» **Activity**
In the records that follow, locate every line with "should" and extract it.

Saved data entries
################
PR #299, opened 2026-07-07
feat(sra): TokenChainPill component

OmarBasem:
Closes [FS-2384](https://linear.app/offchain-labs/issue/FS-2384/tokenchainpill-component)

### Summary

This PR implements TokenChainPill component

### DIFF
--- a/packages/smart-routing-address-react-ui/src/components/TokenChainPill/index.tsx
+++ b/packages/smart-routing-address-react-ui/src/components/TokenChainPill/index.tsx
@@ -1,0 +1,108 @@
+import { cn, Icon, Text, Wrapper } from '@zerodev/react-ui'
+import type { KeyboardEvent } from 'react'
+
+export interface TokenChainPillProps {
+  /** Text label rendered next to the logo (e.g., "USDC", "Base"). */
+  label: string
+  /** URL of the logo image; when omitted, a `logoBg` + `logoInitial` placeholder is drawn. */
+  logoUri?: string
+  /** Fallback background color when no `logoUri` is supplied. */
+  logoBg?: string
+  /** Fallback initial letter shown inside the placeholder circle. */
+  logoInitial?: string
+  /** Click handler; when supplied and not `disabled`, the pill becomes a keyboard-accessible button. */
+  onClick?: () => void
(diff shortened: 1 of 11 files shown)


packages/smart-routing-address-react-ui/src/styles.css
brtkx, line 1: Not part of this PR but once we have UI ready we should also remember to add the same [density system](https://github.com/zerodevapp/zerodev-wallet-sdk/blob/main/packages/wallet-react-ui/src/styles.css) we implemented for the wallet.

packages/smart-routing-address-react-ui/src/components/TokenChainPill/index.tsx
```diff
@@ -0,0 +1,108 @@
...
+  /** Fallback initial letter shown inside the placeholder circle. */
+  logoInitial?: string
+  /** Click handler; when supplied and not `disabled`, the pill becomes a keyboard-accessible button. */
+  onClick?: () => void
+  /** When true, renders as a dimmed, non-interactive pill (no chevron). */
+  disabled?: boolean
+  className?: string
+}
+
+export function TokenChainPill({
```
brtkx, line 20: Isn't this basically a `Select` primitive with an optional image? Based on its looks and function, it seems like it should be part of `react-ui`?

brtkx: If we did that, we could have [this component](https://www.figma.com/design/gn9boReFlpZSOBZkoF0LiX/ZeroDev-Wallet-UX?node-id=17777-81278&m=dev) as `Select` as well. It just disabled and has chevron hidden.

OmarBasem: That component is already included

OmarBasem: > Isn't this basically a Select primitive with an optional image? Based on its looks and function, it seems like it should be part of react-ui?

Currently it is being used in SRA only. If we needed somewhere else, it can then be refactored to `react-ui`

brtkx (approved):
################
» **Response area**
brtkx, line 1: Not part of this PR but once we have UI ready we should also remember to add the same [density system](https://github.com/zerodevapp/zerodev-wallet-sdk/blob/main/packages/wallet-react-ui/src/styles.css) we implemented for the wallet.
brtkx, line 20: Isn't this basically a `Select` primitive with an optional image? Based on its looks and function, it seems like it should be part of `react-ui`?
OmarBasem: > Isn't this basically a Select primitive with an optional image? Based on its looks and function, it seems like it should be part of react-ui?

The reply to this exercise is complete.